■ TASK INSTRUCTIONS ■
Which lines in the records below contain the word "keys"? Return each of them.

■ DATA TO PROCESS ■
PR #4174, opened 2017-05-04
core: Add group function

Makman2:
Allows to group sequences using a key. Supports out-of-order-processing
of elements. That's why it's worse to use Python's `itertools.groupby`,
because it does not support out-of-order-processing.

### DIFF
--- a/coalib/core/Core.py
+++ b/coalib/core/Core.py
@@ -4,6 +4,61 @@ import functools
 import logging
 
 
+def group(iterable, key=lambda x: x):
+    """
+    Groups elements (out-of-order) together in the given iterable.
+
+    Supports non-hashable keys by comparing keys with ``==``.
+
+    Accessing the groups is supported using the iterator as follows:
+
+    >>> for key, elements in group([1, 3, 7, 1, 2, 1, 2]):
+    ...     print(key, list(elements))
+    1 [1, 1, 1]
+    3 [3]
+    7 [7]
+    2 [2, 2]
+
+    You can control how elements are grouped by using the ``key`` parameter. It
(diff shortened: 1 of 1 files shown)


coalib/core/Core.py
```diff
@@ -4,6 +4,61 @@
...
+            position = keys.index(k)
+            element_list = elements[position]
+        except ValueError:
+            keys.append(k)
+            element_list = []
+            elements.append(element_list)
+
+        element_list.append(element)
+
+    return zip(keys, elements)
```
Udayan12167: """
def group(iterable, key=lambda x: x):
    group_dict = defaultdict(list)
    for element in iterable:
        k = key(element)
        group_dict[k].append(element)
    return group_dict.items()
"""

Udayan12167: This better? Much less lines of code.

Makman2: the key might not be hashable (and we use an unhashable key in our core^^)

Makman2: There's another shorter possibility to do this, but it has another disadvantage: The elements have to support ordering (and in our case for the core the elements (bears) don't support ordering).
```
from itertools import groupby

return groupby.sorted(iterable, key=key)
```

userzimmermann:
ack https://github.com/coala/coala/pull/4174/commits/61cf38e6c33dacfe4cf869f77a2b286b56454a73

Makman2:
Yeah I was disappointed too that Python has no existing way to meet those requirements... :/

Makman2:
reack 2cf2416

Makman2:
@rultor merge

■ TASK OUTPUT ■
+    Supports non-hashable keys by comparing keys with ``==``.
+            position = keys.index(k)
+            keys.append(k)
+    return zip(keys, elements)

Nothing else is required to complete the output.